HOW TO TAKE CUTTINGS FROM LAVENDER
Propagating lavender from cuttings is surprisingly easy so long as you take them at the right time of year. Luckily you can get two bites of the cherry regarding this as you can take lavender cuttings either in the spring - just before the plant comes into flower, or in the autumn around august time.
Because Lavender has been propagated by cuttings for thousands of years you should be reasonably successful even if you have the minimum of experience. Begin with 3 inch terracotta pots, fill with a good quality compost such as John Innes 'Seed and Cutting' or you can make your own by mix approximately 3 parts peat moss with 1 part horticultural grit or vermiculite. The most important thing here is that the compost is well drained. Dampen the mixture then poke a small hole about 1 to 1½ inches deep into the soil into which you will plant your 'freshly -cut' cuttings.
How to take a lavender cutting
Water your new plant thoroughly after planting. For the first couple of weeks keep the soil damp, but then water less frequently. At this point water when the soil begins to get dry, but before the plant displays any distress. Too much water will kill your new lavender plant. When attempting to propagate lavender, this is the most common mistake.
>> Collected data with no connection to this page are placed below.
PR #321, opened 2024-06-18
cluster: Add possibility to configure custom pg_hba

### LINKED ISSUE #308: Setting up pg_hba not working
Hello everyone,
I'm trying to set pg_hba conf but the helm values don't seem to work.
What I've tried so far is:

```
...
  postgresql:
    parameters:
      shared_buffers: 256MB
      pg_stat_statements.max: '10000'
      pg_stat_statements.track: all
      auto_explain.log_min_duration: '10s'
    pg_hba: "host all all all password"
```

or 

```
  postgresql:
      shared_buffers: 256MB
      pg_stat_statements.max: '10000'
      pg_stat_statements.track: all
      auto_explain.log_min_duration: '10s'
      pg_hba: "host all all all password"
```

But i'm getting this error:

`LOG:  unrecognized configuration parameter "pg_hba" in file "/var/lib/postgresql/data/pgdata/custom.conf" line 20"`

mjtrangoni:
Hi,

This is a **BREAKING CHANGE**, and fixes #308. 

IMHO, we should go with this kind of fixes now and taking into account that **postgresql** has a lot of configurations defined [here](https://cloudnative-pg.io/documentation/current/cloudnative-pg.v1/#postgresql-cnpg-io-v1-PostgresConfiguration), not only *parameters*, this fixes the way it will be handled.

Thank you!

PS: I had to remove one trailing space for the the CI to success, but in a separate commit so that you can remove it easily


itay-grudev:
I agree with this change. The advantage of running with version `< 0.x,x` is that breaking changes can happen while evaluating the initial prototype in the wild.

I will release it as `0.1.0` and add the relevant changelog entry.

itay-grudev:
@mjtrangoni Could you please run `make schema`?

mjtrangoni:
Hi @itay-grudev, 

Thanks for your prompt reply. It seems I can't run it on my end, because the *schema-gen* does not support darwin, and is also not maintained anymore. Any hints on how to override this?

See,
```zsh
$make schema
Error: unknown command "schema-gen" for "helm"
Run 'helm --help' for usage.
Error: unknown command "schema-gen" for "helm"
Run 'helm --help' for usage.
$ helm plugin install https://github.com/karuppiah7890/helm-schema-gen.git
karuppiah7890/helm-schema-gen crit platform darwin/arm64 is not supported.  Make sure this script is up-to-date and file request at https://github.com/karuppiah7890/helm-schema-gen/issues/new
Error: plugin install hook for "schema-gen" exited with error
```

mjtrangoni:
@itay-grudev tests are green now. pg_hba should be an array and not an object. Could you fix the README.md as well?

itay-grudev:
I was just going through the documentation and found, that we've documented the `postgresql:` as a proxy to the [full configuration](https://cloudnative-pg.io/documentation/current/cloudnative-pg.v1/#postgresql-cnpg-io-v1-PostgresConfiguration).

So this means that this is no longer a simply a braking change, but also a bug fix.

itay-grudev (approved):

mjtrangoni:
@itay-grudev is there any release date for this?

itay-grudev:
@mjtrangoni I apologise about the delay. I wanted to merge some other work first and then this, as this would require a minor patch due to breaking changes. If I get everything reviewed next week, I'll merge it.

itay-grudev:
P.S. The moment I update this branch in a moment, the test should fail due to the test suite that I just added to the chart. The test will need to be updated, but I'll take care of that. I have edit access to your branch.

PR #335, opened 2024-07-24
Fix VolumeSnapshot backup capability

### LINKED ISSUE #334: VolumeSnapshot doesn't work
* Missing [VolumeSnapshotConfiguration](https://cloudnative-pg.io/documentation/1.23/cloudnative-pg.v1/#postgresql-cnpg-io-v1-VolumeSnapshotConfiguration) block on the Cluster resource. This prevents the `Backup` from working correctly when we set `backups.scheduledBackups[*].method` to `volumeSnapshot`
* The chart requires azure, google, or s3 options even when we choose to use volumeSnapshot as a provider

cam-at-tactiq:
Hi this is my first contribution so please let me know if I have missed anything.

This PR fixes two issues with VolumeSnapshots for backups:
* Missing [VolumeSnapshotConfiguration](https://cloudnative-pg.io/documentation/1.23/cloudnative-pg.v1/#postgresql-cnpg-io-v1-VolumeSnapshotConfiguration) block on the Cluster resource
* Prevents the chart from complaining about missing azure, google, or s3 options when we choose to use volumeSnapshot as a provider
* Add support for recovery from a VolumeSnapshot

This is achieved by establishing 'volumeSnapshot' as a `backups.provider`.

There are no breaking changes.

Fixes #334


itay-grudev:
This looks pretty good! 

Would you have the time to add the [Recovery from VolumeSnapshots](https://cloudnative-pg.io/documentation/1.23/recovery/#recovery-from-volumesnapshot-objects) functionality as well?

It wouldn't want to add this as a backup method without adding a recovery path, as that could potentially make it more difficult to recover from.

cam-at-tactiq:
Thanks @itay-grudev! I've added support for recovery from snapshots and tested this in a GKE environment. The recovery [config docs](https://cloudnative-pg.io/documentation/1.23/cloudnative-pg.v1/#postgresql-cnpg-io-v1-BootstrapRecovery) also mention being able to use a PVC as a recovery mechanism with the same block on the cluster, but that failed when I tested it, otherwise I would have added that too. It might be a nice to have when that capability stabilises in the operator.

Please let me know if there's anything else that could make this better.

cam-at-tactiq:
Hi @itay-grudev please let me know what blockers if any there are to merging, we are really keen to start using this when it is released :)

dragoangel:
I not think that removing capability of chose between S3 and volumeSnapshot is good idea actually. Provider allow to utilize both S3 and Snapshots, why we in Helm should cut off this capabilities, I see this option as: https://github.com/cloudnative-pg/charts/pull/359

cam-at-tactiq:
> I not think force user to decide between s3 and snapshot is good idea actually. Provider allow to utilize both S3 and snapshots, why we in Helm should cut off this capabilities, I see this option as: #359

Hi @dragoangel, I like your PR a lot. Whatever the maintainers prefer I am happy with, I just really want some volume snapshot capability. I've posted a review on your PR with two suggested changes. @itay-grudev please feel free to close this PR if you are going to merge #359 .

cam-at-tactiq:
The solution here is offered freely, but clearly isn't wanted by maintainers at this point in time.

PR #343, opened 2024-07-30
added pg_ident and pg_hba to cluster.yaml as values overrides

nightcapneal:
added pg_ident and pg_hba to cluster.yaml as values overrides


itay-grudev:
I'll change the API to make all of these available under the `cluster.postgres.*`. I'm closing this for now.

Stevenpc3:
Is there an ETA on when to expect that update?

Issue #317, opened 2024-06-12
Documentation for endpointCA feature #230


mboncalo:
Hi,

I've been trying the CNPG operator with cluster helm charts and I couldn't make the S3 backup work.
We have an Minio S3 CRD provided by our cloud provider (Gardner) and a secret with all S3 bucket details including the endpointCABundle.
I tried creating a new secret:
endpointCA: 

    # -- Creates a secret with the given value if true, otherwise uses an existing secret.
    create: true
    name: "bucket-postgres-service-1"
    key: "s3_ca_bundle"
    value: "IyBrdWJlLX..." # CA bundle value from bucket secret

Use the existing secret:

endpointCA: 

    # -- Creates a secret with the given value if true, otherwise uses an existing secret.
    create: false
    name: "s3-bucket-postgres-service-1"
    key: "s3_ca_bundle"
    value: ""

destinationPath: ""
  # -- One of `s3`, `azure` or `google`
  provider: s3
  s3:
    region: ""      **#tried "default" and "us-east-1" as well**
    bucket: "5437053e567993e87f73a0cd1aafb5b04f1b85334d32a534acb8a1b8"
    path: "/"
    accessKey: "<key>
    secretKey: "<secret>"
  azure:
    path: "/"
    connectionString: ""
    storageAccount: ""
    storageKey: ""
    storageSasToken: ""
    containerName: ""
    serviceName: blob
    inheritFromAzureAD: false
  google:
    path: "/"
    bucket: ""
    gkeEnvironment: false
    applicationCredentials: ""
  secret:
    # -- Whether to create a secret for the backup credentials
    create: true
    # -- Name of the backup credentials secret
    name: "service-1-backup"

scheduledBackups:
    -
      # -- Scheduled backup name
      name: daily-backup
      # -- Schedule in cron format
      schedule: "0 */5 * * * *"
      # -- Backup owner reference
      backupOwnerReference: self
      # -- Backup method, can be `barmanObjectStore` (default) or `volumeSnapshot`
      method: barmanObjectStore

  # -- Retention policy for backups
  retentionPolicy: "30d"

Operator says in the logs that it's doing backups:
`
[...]

PR #230, opened 2024-03-26
Add config value endpointCA for private S3 such as MinIO

PseudoResonance:
This PR adds a chart values to `endpointCA` in both the backup and recovery sections, allowing a user to specify a private CA. The value is stored in a secret, which can either be created manually, or will be created automatically if the `create` option is true.

Resolves #229

PR #341, opened 2024-07-30
Kyverno Chainsaw Test Suite

itay-grudev:
This implements a base set of tests for the following areas using [Kyverno Chainsaw](https://kyverno.github.io/chainsaw/latest/):

* Backup/restore from a `Backup` using MinIO
* Backup/restore from Object Store using MinIO
* Backup/restore from Object Store with PITR (time target) using MinIO
* Monitoring settings
* Pooler (to maintain the same functionality of the existing test I am replacing)

I am going to stop here, but the following further tests could be addressed in a separate PR:

* [Azurite](https://github.com/Azure/Azurite) tests for Azure Data Store compatibility
* `type: postgis` tests

This PR includes the fix in #345 for the MinIO backup/restore tests to work.

Closes #294

PR #345, opened 2024-08-01
Bug Fix: Endpoint CA settings not passed correctly to the cluster

itay-grudev:
This fixes an issue outlined in #317, that was introduced in #230, where the correct values of `endpointCA` are not passed to the cluster.


itay-grudev:
This was merged in #341

PR #355, opened 2024-08-23
feat(cloudnative-pg): add support for CRD annotations

afarbos:
Adding support for CRD annotations can be really usefull especially with deployment services like argocd, spinnaker or others.
For example, in my case I would like to set this annotations due to the size of the CRDs:
```
    annotations:
      argocd.argoproj.io/sync-options: ServerSideApply=true
```
Ref docs: https://argo-cd.readthedocs.io/en/stable/user-guide/sync-options/#server-side-apply

### DIFF
--- a/charts/cloudnative-pg/templates/crds/crds.yaml
+++ b/charts/cloudnative-pg/templates/crds/crds.yaml
@@ -5,6 +5,9 @@ metadata:
   annotations:
     controller-gen.kubebuilder.io/version: v0.15.0
     helm.sh/resource-policy: keep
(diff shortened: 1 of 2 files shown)


itay-grudev:
As part of the operator release process we generate the specs and we just put the generated CRDs in the chart so any changes would be overwritten.

Furthermore, CRDs should not be templated by Helm. It's bad practice and disabled by default. I will in fact move the `crds` outside the `templates` directory as per Helm recommendation as otherwise they are not always applied before other resources that depend on them.

Issue #354, opened 2024-08-23
Add replication slots highAvailability settings


dragoangel:
Section for replication slots is missing in cluster chart https://cloudnative-pg.io/documentation/1.20/replication/#replication-slots-for-high-availability

PR #356, opened 2024-08-26
feat(cluster): Add replication slots configuration

dragoangel:
implements: https://github.com/cloudnative-pg/charts/issues/354


charts/cluster/values.yaml
```diff
@@ -153,6 +153,15 @@ cluster:
...
   superuserSecret: ""
 
+  # -- This feature automatically manages physical replication slots for each hot standby replica in
+  # the High Availability cluster, both in the primary and the standby.
+  # See: https://cloudnative-pg.io/documentation/current/replication/#replication-slots-for-high-availability
+  replicationSlots:
+    highAvailability:
+      enabled: true
+      slotPrefix: _cnpg_
+      updateInterval: "30"
```
itay-grudev, line 163: Can you replace this with:

```
  replicationSlots: {}
   # highAvailability:
   #   enabled: true
   #   slotPrefix: _cnpg_
   #   updateInterval: "30"
```

and then re-run `make schema docs`.

Otherwise the generated schema is incorrect and would not allow otherwise valid configurations. This way it would only validate whether it's passed an object.

itay-grudev (changes requested):

charts/cluster/values.yaml
dragoangel: Sorry, I not get a bit what you mean. This will be this way, what else can be set outside of this schema?

itay-grudev: Refer to the API reference here: https://cloudnative-pg.io/documentation/current/cloudnative-pg.v1/#postgresql-cnpg-io-v1-ReplicationSlotsConfiguration

itay-grudev: The problem is that our schema is auto generated based on values, so it will assume the structure you provided, which is incomplete. See `make schema`.

dragoangel: I found and fixed issue, thanks

markediez:
@itay-grudev / @dragoangel what needs to be done to get this merged?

After about 6 weeks you can move your new lavender plant to a larger pot or into the ground. If planting lavender in the ground, dig the hole about 1 ft wide and about 8 inches (20 cm) deep. Prepare the soil by mixing sand, peat moss or compost, and your native soil. It's most important that the soil drain very well. Fill the hole far enough with your soil mixture that the plant will be at the proper level when the hole is filled the rest of the way. Before filling add a teaspoon full of bone meal or another slow release fertilizer. After removing the plant from the small pot, pour a small amount of root stimulator on the roots, then cover with soil.